Task statement: Which lines mention "dependent"? Show each one from the listing.

Dataset:

━━━

Issue #845, opened 2017-03-10
Standardize Date.prototype.toString further?


littledan:
Across multiple JS implementations, it seems that Date.prototype.toString writes the timezone (in parens) in a long, locale-dependent form on Windows, but in a short form (2-4 letters) from the tz database on Unix-based OSes. [More details](https://bugs.chromium.org/p/v8/issues/detail?id=6076) in the V8 bug tracker.

The spec is really light on details for Date.prototype.toString:

> Return an implementation-dependent String value that represents tv as a date and time in the current time zone using a convenient, human-readable form.

Does anyone have a good memory of why this is the definition? Looks like it goes all the way back to ES1.

Fortunately, it seems that, at this point, implementations have converged on something that's almost always the same, with the exception of the timezone string.

For the timezone string, would it be a good idea to pick one of the two alternatives and standardize it across all platforms? Does anyone have evidence one way or the other whether either of the two is likely to be more web-compatible, or whether we need to preserve the variation?

littledan:
Crazy idea: what if we standardized on omitting the parenthized "readable" timezones, leaving just the preceding GMT+-... This would be analogous to IS08601. As @anba pointed out [Firefox has had a bug](https://bugzilla.mozilla.org/show_bug.cgi?id=1156728) where it omitted many of these timezones already, so maybe the web would be able to handle the loss.

jungshik:
> Crazy idea: what if we standardized on omitting the parenthized "readable" timezones, leaving just the preceding GMT+-... This would be analogous to IS08601. As @anba pointed out Firefox has had a bug where it omitted many of these timezones already, so maybe the web would be able to handle the loss.

Might work, but shouldn't we standardize to 'UTC...' instead of 'GMT...'?

jungshik:
Another alternative is 

```
UTC+-.... (Olsaon Timezone ID with "_" removed)
```

For instance, ```UTC-0400 (America/New York)```

Modern platforms would have Olson timezone ids handy so that implementation wouldn't be hard.

littledan:
@jungshik 

> Might work, but shouldn't we standardize to 'UTC...' instead of 'GMT...'?

Well, you'd think so, but it seems like all browsers are shipping printing it as GMT, so I'm not sure if it would be web-compatible to change that.

> For instance, UTC-0400 (America/New York)

[...]

PR #848, opened 2017-03-17
Normative: Specify Date string conversion functions

littledan:
Implementations seem to agree on semantics here for the most
part, modulo timezone strings, which are left implementation-defined.

Addresses part of #845

### DIFF
--- a/spec.html
+++ b/spec.html
@@ -27149,7 +27149,10 @@ THH:mm:ss.sss
           <emu-alg>
             1. Assert: Type(_tv_) is Number.
             1. Assert: _tv_ is not *NaN*.
-            1. Return String value formed by concatenating ToString(HourFromTime(_tv_)), `":"`, ToString(MinFromTime(_tv_)), `":"`, ToString(SecFromTime(_tv_)) and `" GMT"`
+            1. Let _hour_ be be the String representation of HourFromTime(_tv_), formatted as a two-digit number, padded to the left with a zero if necessary.
+            1. Let _minute_ be be the String representation of MinFromTime(_tv_), formatted as a two-digit number, padded to the left with a zero if necessary.
+            1. Let _second_ be be the String representation of SecFromTime(_tv_), formatted as a two-digit number, padded to the left with a zero if necessary.
+            1. Return String value formed by concatenating _hour_, `":"`, _minute_, `":"`, _second_, and `" GMT"`
           </emu-alg>
         </emu-clause>
 
@@ -27162,7 +27165,9 @@ THH:mm:ss.sss
             1. If _weekdaySeparator_ is not provided, let _weekdaySeparator_ be `" "`.
             1. Let _weekday_ be the Name of the entry in <emu-xref href="#sec-todatestring-day-names"></emu-xref> with the Number WeekDay(_tv_).
             1. Let _month_ be the Name of the entry in <emu-xref href="#sec-todatestring-month-names"></emu-xref> with the Number MonthFromTime(_tv_).
-            1. Let _result_ be the String value formed by concatenating _weekday_, _weekdaySeparator_, _month_, `" "`, ToString(DateFromTime(_tv_)), `" "`, and ToString(YearFromTime(_tv_)).
+            1. Let _day_ be be the String representation of DateFromTime(_tv_), formatted as a two-digit number, padded to the left with a zero if necessary.
+            1. Let _year_ be be the String representation of YearFromTime(_tv_), formatted as a number of at least four digits, padded to the left with zeroes if necessary.
+            1. Let _result_ be the String value formed by concatenating _weekday_, _weekdaySeparator_, _month_, `" "`, _day_, `" "`, and _year_.
           </emu-alg>
           <emu-table id="sec-todatestring-day-names" caption="Names of days of the week">
             <table>
@@ -27354,7 +27359,7 @@ THH:mm:ss.sss
             1. Assert: _tv_ is not *NaN*.
             1. Let _offset_ be LocalTZA + DaylightSavingTA(_tv_)
             1. If _offset_ &ge; 0, let _offsetSign_ be `"+"`; otherwise, let _offsetSign_ be `"-"`.
-            1. Let _offsetMin_  be the String representation of MinFromTime(abs(_offset_)), formatted as a two-digit number, padded to the left with a zero if necessary.
+            1. Let _offsetMin_ be the String representation of MinFromTime(abs(_offset_)), formatted as a two-digit number, padded to the left with a zero if necessary.
             1. Let _offsetHour_ be the String representation of HourFromTime(abs(_offset_)), formatted as a two-digit number, padded to the left with a zero if necessary.
             1. If _offset_ &ge; 0, let _offsetSign_ be `"+"`; otherwise, let _offsetSign_ be `"-"`.
             1. Let _tzName_ be an implementation-defined string, either `""` or a string of the form `" ("` _name_ `")"` where _name_ is an implementation-defined timezone name.
--- a/spec.html
+++ b/spec.html
@@ -27157,17 +27157,16 @@ THH:mm:ss.sss
         </emu-clause>
 
         <emu-clause id="sec-datestring" aoid="DateString">
-          <h1>Runtime Semantics: DateString( _tv_, _weekdaySeparator_ )</h1>
+          <h1>Runtime Semantics: DateString( _tv_ )</h1>
           <p>The following steps are performed:</p>
           <emu-alg>
             1. Assert: Type(_tv_) is Number.
             1. Assert: _tv_ is not *NaN*.
-            1. If _weekdaySeparator_ is not provided, let _weekdaySeparator_ be `" "`.
             1. Let _weekday_ be the Name of the entry in <emu-xref href="#sec-todatestring-day-names"></emu-xref> with the Number WeekDay(_tv_).
             1. Let _month_ be the Name of the entry in <emu-xref href="#sec-todatestring-month-names"></emu-xref> with the Number MonthFromTime(_tv_).
             1. Let _day_ be be the String representation of DateFromTime(_tv_), formatted as a two-digit number, padded to the left with a zero if necessary.
             1. Let _year_ be be the String representation of YearFromTime(_tv_), formatted as a number of at least four digits, padded to the left with zeroes if necessary.
-            1. Let _result_ be the String value formed by concatenating _weekday_, _weekdaySeparator_, _month_, `" "`, _day_, `" "`, and _year_.
+            1. Return the String value formed by concatenating _weekday_, `" "`, _month_, `" "`, _day_, `" "`, and _year_.
           </emu-alg>
           <emu-table id="sec-todatestring-day-names" caption="Names of days of the week">
             <table>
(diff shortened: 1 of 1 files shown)


spec.html
```diff
@@ -27209,31 +27215,257 @@
...
         <!-- es6num="20.3.4.41.1" -->
         <emu-clause id="sec-todatestring" aoid="ToDateString">
           <h1>Runtime Semantics: ToDateString( _tv_ )</h1>
           <p>The following steps are performed:</p>
           <emu-alg>
             1. Assert: Type(_tv_) is Number.
             1. If _tv_ is *NaN*, return `"Invalid Date"`.
-            1. Return an implementation-dependent String value that represents _tv_ as a date and time in the current time zone using a convenient, human-readable form.
+            1. Let _t_ be LocalTime(_tv_).
+            1. Return the String value formed by concatenating DateString(_t_), `" "`, and TimeString(_t_), TimeZoneString(_tv_).
```
claudepache: ``... `" "`, TimeString(_t_), and TimeZoneString(_tv_).`` (the word _and_ is misplaced)

spec.html
```diff
@@ -27209,31 +27215,257 @@
           <p>The `toString` function is intentionally generic; it does not require that its *this* value be a Date object. Therefore, it can be transferred to other kinds of objects for use as a method.</p>
         </emu-note>
 
+        <emu-clause id="sec-timestring" aoid="TimeString">
+          <h1>Runtime Semantics: TimeString( _tv_ )</h1>
+          <p>The following steps are performed:</p>
+          <emu-alg>
+            1. Assert: Type(_tv_) is Number.
+            1. Assert: _tv_ is not *NaN*.
+            1. Return String value formed by concatenating _result_, ToString(HourFromTime(_tv_)), `":"`, ToString(MinFromTime(_tv_)), `":"`, ToString(SecFromTime(_tv_)) and `" GMT"`
```
claudepache: delete extraneous _result_ variable

spec.html
littledan: Fixed, thanks

spec.html
littledan: Fixed

spec.html
```diff
@@ -27209,31 +27215,257 @@
...
+        <emu-clause id="sec-timezoneestring" aoid="TimeZoneString">
+          <h1>Runtime Semantics: TimeZoneString( _tv_, )</h1>
+          <p>The following steps are performed:</p>
+          <emu-alg>
+            1. Assert: Type(_tv_) is Number.
+            1. Assert: _tv_ is not *NaN*.
+            1. Let _offset_ be (LocalTZA + DaylightSavingTA(_tv_)) / msPerSecond.
+            1. Assert: _offset_ is an integer, and -100000 &lt; _offset_ &lt; 100000.
+            1. If _offset_ &ge; 0, let _offsetSign_ be `"+"`; otherwise, let _offsetSign_ be `"-"`.
+            1. Let _offsetString_ be abs(_offset_) formatted as a four-digit number, padded to the left with zeros if necessary.
```
claudepache: The offset needs to be formatted as `HHMM`, not as `SSSS`.  The four preceding steps (starting with  `Let _offset_`) should be replaced with:

1. Let _offset_ be LocalTZA + DaylightSavingTA(_tv_) /* (NB: value in milliseconds) */
1. If _offset_ &ge; 0, let _offsetSign_ be `"+"`; otherwise, let _offsetSign_ be `"-"`.
1. Let _offsetMin_  be the String representation of MinFromTime(abs(_offset_)), formatted as a two-digit number, padded to the left with a zero if necessary.
1. Let _offsetHour_ be the String representation of HourFromTime(abs(_offset_)), formatted as a two-digit number, padded to the left with a zero if necessary.

And the last step of the algorithm, below:
1. Let _offsetString_ be the concatenation of _offsetSign_,  _offsetHour_, _offsetMin_, and _tzName_.

domenic:
> Do you have good suggestions for how to write tests here? I'm not sure how to do it in a way that will work in all time zones. (test262 has repeatedly had issues where tests were broken in certain timezones.)

Well, you can certainly test the Invalid Date cases.

You should be able to run regexps to make sure the patterns are met for all methods, including the time zone format restriction.

You should be able to test .toUTCString() exactly on its entire range of inputs, including extreme ones like 0, +/- Infinity, Number.(MIN/MAX)_SAFE_INTEGER, and Number.(MIN/MAX)_VALUE.

You should be able to pick times in the middle of a given month so that timezone changes can't change the month string, thus allowing you to test the month name mapping even for toString().

You might be able to pick times such that in every timezone they fall on the same day of the week, thus allowing testing the week day mapping for toString(), but I am not sure.

spec.html
```diff
@@ -27209,31 +27215,257 @@
...
         <h1>Date.prototype.toUTCString ( )</h1>
-        <p>This function returns a String value. The contents of the String are implementation-dependent, but are intended to represent this time value in a convenient, human-readable form in UTC.</p>
-        <emu-note>
-          <p>The intent is to produce a String representation of a date that is more readable than the format specified in <emu-xref href="#sec-date-time-string-format"></emu-xref>. It is not essential that the chosen format be unambiguous or easily machine parsable. If an implementation does not have a preferred human-readable format it is recommended to use the format defined in <emu-xref href="#sec-date-time-string-format"></emu-xref> but with a space rather than a `"T"` used to separate the date and time elements.</p>
-        </emu-note>
+        <emu-alg>
+          1. Let _O_ be this Date object.
+          1. Let _tv_ be ? thisTimeValue(_O_).
+          1. If _tv_ is *NaN*, return `"Invalid Date"`.
+          1. Return the String value formed by concatenating DateString(_tv_), `" "`, and TimeString(_tv_).
```
ljharb: also here

spec.html
```diff
@@ -27209,31 +27215,257 @@
...
         <!-- es6num="20.3.4.41.1" -->
         <emu-clause id="sec-todatestring" aoid="ToDateString">
           <h1>Runtime Semantics: ToDateString( _tv_ )</h1>
           <p>The following steps are performed:</p>
           <emu-alg>
             1. Assert: Type(_tv_) is Number.
             1. If _tv_ is *NaN*, return `"Invalid Date"`.
-            1. Return an implementation-dependent String value that represents _tv_ as a date and time in the current time zone using a convenient, human-readable form.
+            1. Let _t_ be LocalTime(_tv_).
+            1. Return the String value formed by concatenating DateString(_t_), `" "`, TimeString(_t_), and TimeZoneString(_tv_).
```
ljharb: for the space, the convention i've seen (and followed in padStart/padEnd) to avoid whitespace ambiguity is `" " (a String consisting of 0x0020 SPACE)`

spec.html
```diff
@@ -27209,31 +27215,257 @@
...
+          <h1>Runtime Semantics: TimeZoneString( _tv_, )</h1>
+          <p>The following steps are performed:</p>
+          <emu-alg>
+            1. Assert: Type(_tv_) is Number.
+            1. Assert: _tv_ is not *NaN*.
+            1. Let _offset_ be (LocalTZA + DaylightSavingTA(_tv_)) / msPerSecond.
+            1. Assert: _offset_ is an integer, and -100000 &lt; _offset_ &lt; 100000.
+            1. If _offset_ &ge; 0, let _offsetSign_ be `"+"`; otherwise, let _offsetSign_ be `"-"`.
+            1. Let _offsetString_ be abs(_offset_) formatted as a four-digit number, padded to the left with zeros if necessary.
+            1. Let _tzName_ be an implementation-defined string, either `""` or a string of the form `" ("` _name_ `")"` where _name_ is an implementation-defined timezone name.
```
ljharb: similarly (and throughout this PR where strings appear), this might want to specify the code units for the space and parens, to avoid ambiguity.

claudepache:
> You might be able to pick times such that in every timezone they fall on the same day of the week, thus allowing testing the week day mapping for toString(), but I am not sure.

You cannot. [UTC+14](https://en.m.wikipedia.org/wiki/UTC+14:00) will always be 1 or 2 days ahead of [UTC-12](https://en.m.wikipedia.org/wiki/UTC-12:00).

spec.html
littledan: What ambiguity would there be? There are many other places in the spec that use characters with multiple Unicode code points that render similarly or the same (e.g., every a character).

spec.html
littledan: Thanks, of course! Uploaded a new version to use your text.

spec.html
ljharb: ¯\_(ツ)_/¯ there are many characters for whitespace. Being precise about the code point ensures no confusion, even with a non-english-centric implementation.

littledan:
There's a small part of this which actually differs between browsers: When printing the year, if the number is below 1000, JSC and SpiderMonkey pad 0s to the left, V8 pads with spaces, and ChakraCore doesn't pad. This patch goes with the SpiderMonkey/JSC behavior. Before merging it, we should make sure that those engines are OK with the potential compatibility impact of this change.

claudepache:
> There's a small part of this which actually differs between browsers: When printing the year, if the number is below 1000, JSC and SpiderMonkey pad 0s to the left, V8 pads with spaces, and ChakraCore doesn't pad. 

We should definitely pad with 0s, so that years between 0 and 99 *look* unambiguous, and we will be able to correct the following glitch of `Date.parse()` (tested on Firefox, Safari, Chrome and Edge):

```js
var d = new Date;
d.setFullYear(97);
d.toString(); // variation on: Sat Mar 23 0097 16:04:11 GMT+0100 (CET)
var d2 = new Date(Date.parse(d.toString()));
d2.toString(); // variation of: Sun Mar 23 1997 16:04:11 GMT+0100 (CET) // oops, wrong year
```

spec.html
```diff
@@ -27137,31 +27143,257 @@
...
+          </emu-table>
+        </emu-clause>
+
+        <emu-clause id="sec-timezoneestring" aoid="TimeZoneString">
+          <h1>Runtime Semantics: TimeZoneString( _tv_, )</h1>
+          <p>The following steps are performed:</p>
+          <emu-alg>
+            1. Assert: Type(_tv_) is Number.
+            1. Assert: _tv_ is not *NaN*.
+            1. Let _offset_ be (LocalTZA + DaylightSavingTA(_tv_)) / msPerSecond.
```
jungshik: This will be in conflict with #778 that drops DaylightSavingTA(_tv_) and change LocalTZA to take two params.  We have to sort that out somehow.

spec.html
```diff
@@ -27137,31 +27143,257 @@
...
+            1. Assert: _offset_ is an integer, and -100000 &lt; _offset_ &lt; 100000.
+            1. If _offset_ &ge; 0, let _offsetSign_ be `"+"`; otherwise, let _offsetSign_ be `"-"`.
+            1. Let _offsetString_ be abs(_offset_) formatted as a four-digit number, padded to the left with zeros if necessary.
+            1. Let _tzName_ be an implementation-defined string, either `""` or a string of the form `" ("` _name_ `")"` where _name_ is an implementation-defined timezone name.
```
jungshik: Would it make sense to give a recommendation while leaving it still up to an implementation about _tzName_?  
If it does, it can be recommended to use the canonicalized timezone in Ecma402. Perhaps, cross-referencing is not  a good idea?   
Just my 2 cents.

spec.html
littledan: You're right; this is written against the current spec, but needs to be updated against the other one (based on whichever lands second). I guess rather than LocalTZA, we'd use LocalTimeZoneAdjustment(_tz_, true), right?

spec.html
littledan: I meant for this first patch to be purely 100% descriptive. Maybe a change like this could be in a follow-on patch?

As for making that recommendation: I don't know whether we can make it in good faith in the spec yet, as we don't know whether it's web-compatible yet. Maybe the right thing to do would be to try it out in one browser and see if it works. A good thing to know from the committee beforehand would be--would everyone be up for specifying this behavior, assuming it's web-compatible?

rwaldron:
Sorry for the label noise.

littledan:
I previously removed the needs tests label because tests are at https://github.com/tc39/test262/pull/930 (though they need a small fix).

spec.html
ljharb: @bterlson, thoughts on this?

bterlson: @ljharb I was going to clean this up myself (working on it soon). Planning on replacing all spaces with "the code unit 0x0020 (SPACE)"

spec.html
jungshik: Ok. this one was landed first. Then, the other one (#778) has to revise this part as well.

rwaldron:
@littledan I did a follow up from @leobalter's initial review and merged the test262 PR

━━━

Exercise response:
Across multiple JS implementations, it seems that Date.prototype.toString writes the timezone (in parens) in a long, locale-dependent form on Windows, but in a short form (2-4 letters) from the tz database on Unix-based OSes. [More details](https://bugs.chromium.org/p/v8/issues/detail?id=6076) in the V8 bug tracker.
> Return an implementation-dependent String value that represents tv as a date and time in the current time zone using a convenient, human-readable form.
-            1. Return an implementation-dependent String value that represents _tv_ as a date and time in the current time zone using a convenient, human-readable form.
-        <p>This function returns a String value. The contents of the String are implementation-dependent, but are intended to represent this time value in a convenient, human-readable form in UTC.</p>
-            1. Return an implementation-dependent String value that represents _tv_ as a date and time in the current time zone using a convenient, human-readable form.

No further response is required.